Chaque détail dans les Évangiles a son importance. Jean, avant cette déclaration, se définit comme celui qui, pendant le repas final, s’est penché sur la poitrine de Jésus, et lui a demandé : « Seigneur, qui est celui qui va te livrer ? ».  Il n’en a donc aucune idée ou, plutôt, il pose la possibilité que ce soit n’importe lequel des autres, y compris Pierre. Tous sont virtuellement coupables, sauf lui. »

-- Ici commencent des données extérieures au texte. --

PR #22916, opened 2024-06-04
Rewrote array_sum function in Java from SQL

abhinavmuk04:
## Description
Natively implement array_sum function similar to ArrayContains and other written functions

## Motivation and Context
Array_sum is currently written as a SQL Function, but it is not efficient. Implementing it as a native function will help improve performance

## Test Plan
Added large set of units tests for various data types, including various null and casting cases.

## Contributor checklist

- [ ] CI passed.

## Release Notes

== NO RELEASE NOTE ==


presto-main/src/main/java/com/facebook/presto/operator/scalar/ArraySum.java
```diff
@@ -0,0 +1,73 @@
...
+
+
+import static com.facebook.presto.common.function.OperatorType.ADD;
+import static com.facebook.presto.util.Failures.internalError;
+
+
+@SqlInvokedScalarFunction(value = "array_sum", deterministic = true, calledOnNullInput = false)
+@Description("Returns the sum of all array elements, or 0 if the array is empty. Ignores null elements.")
+@ScalarFunction("array_sum")
+public final class ArraySum
```
feilong-liu, line 27: Rename to ArraySumFunction like other function classes

presto-main/src/test/java/com/facebook/presto/type/TestArrayOperators.java
```diff
@@ -650,6 +650,30 @@ public void testArrayJoin()
         assertInvalidFunction("ARRAY_JOIN(ARRAY [cast(row(1, 2) AS row(col0 bigint, col1 bigint))], '-')", INVALID_FUNCTION_ARGUMENT);
     }
 
+    @Test
+    public void testArraySum()
```
feilong-liu, line 654: Did you test with empty array?

feilong-liu (commented):
Also change the tile and commit message to avoid using word native. In Presto it's usually used to refer to Presto CPP work. Reword it to indicate that it's implemented using Java code instead of SQL function etc.

presto-main/src/main/java/com/facebook/presto/operator/scalar/ArraySum.java
```diff
@@ -0,0 +1,73 @@
+package com.facebook.presto.operator.scalar;
```
elharo, line 1: license notice

presto-main/src/main/java/com/facebook/presto/operator/scalar/ArraySum.java
```diff
@@ -0,0 +1,73 @@
...
+                        sum = newValue;
+                    }
+                    else {
+                        sum = addFunction.invoke(sum, newValue);
+                    }
+                }
+                catch (Throwable throwable) {
+
+
+                    throw internalError(throwable);
```
elharo, line 64: Why not just let the exception bubble up?

presto-main/src/test/java/com/facebook/presto/type/TestArrayOperators.java
```diff
@@ -650,6 +650,30 @@ public void testArrayJoin()
...
+    {
+        assertFunction("ARRAY_SUM(ARRAY [1, 2, 3])",INTEGER,6);
```
elharo, line 656: Each of these should be a separate method that can pass or fail independently.

Yes, I know presto does this wrong in many existing tests. No reason to compound the problem.

elharo (dismissed):

presto-main/src/main/java/com/facebook/presto/operator/scalar/ArraySum.java
```diff
@@ -0,0 +1,73 @@
...
+
+                try {
+                    if (sum == null) {
+                        sum = newValue;
+                    }
+                    else {
+                        sum = addFunction.invoke(sum, newValue);
+                    }
+                }
+                catch (Throwable throwable) {
```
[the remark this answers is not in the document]
rschlussel: This is a pattern used in many other functions that are invoking another functions and there's good reason for it (i didn't notice this pattern before, but I just encountered it in some other changes i made recently).

It's expected that functions handle any exceptions themselves. invoke() throws Throwable, so we don't know anything about what kind of exceptions we might get. The underlying methods that we are invoking don't throw any checked exceptions, so we don't anticipate any particular exception getting thrown, so we just catch throwable here and wrap it in a runtime exception (PrestoException with a GENERIC_INTERNAL_ERROR error code).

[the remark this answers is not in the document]
elharo: Exceptions but not other Throwables. invoke throws Throwable but you don't need to catch it. It's enough to catch Exception. If you see a java.lang.Error or worse yet a Throwable that is neither an Exception or Error, the program is so borked the best you can hope for is a VM shutdown, and a full crash of the VM is likely.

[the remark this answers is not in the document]
rschlussel: java will yell at you about unhandled exceptions unless you catch Throwable.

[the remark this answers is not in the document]
rschlussel: looked inside that method, and it recasts Throwables of type error, so it's not actually swallowing them.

Copyright Philippe Sollers/ Graal/ Gallimard/12euros. Disponible chez les libraires et les grandes surface à partir du jeudi 3 mars

LETTRE D'ANTOINE GALLIMARD À PHILIPPE SOLLERS À PROPOS DE SON PROCHAIN ROMAN, GRAAL, À PARAÎTRE AUX ÉDITIONS GALLIMARD EN MARS 2022

29 octobre 2021

Mon cher Philippe,

C'est toujours avec un grand bonheur que je te lis, cher Philippe, et celui-ci "Graal" particulièrement. Ta lecture très personnelle du mythe de Graal nous fait oublier les Chevaliers de la Table Ronde pour découvrir la figure de Jésus et de Jean avec un habit de l'Atlante, ce migrant clandestin d'une île atlantique perdue. Dégager la parole de Jésus pour dégager son enseignement de la mièvrerie universelle du christianisme. Vive la belle liberté du "Graal intérieur" que ne contraint aucune parole bâillonnée en laissant place à la séduction et au plaisir charnel. Bienvenue à tous tes amis : Platon, Baudelaire, Sade, Laclos, le Christ, Borgès... au son de l'orgue joué par Jean-Sébastien Bach. Tu retournes les obsessions de l'époque comme le plongeur retourne le corps de la pieuvre, qui ne peut plus cracher son encre, qui la rend invisible.

Je suis heureux, cher Philippe, d'inscrire ton Graal, au programme de mars. Espérons que les candidats à la présidence de la République s'en inspireront!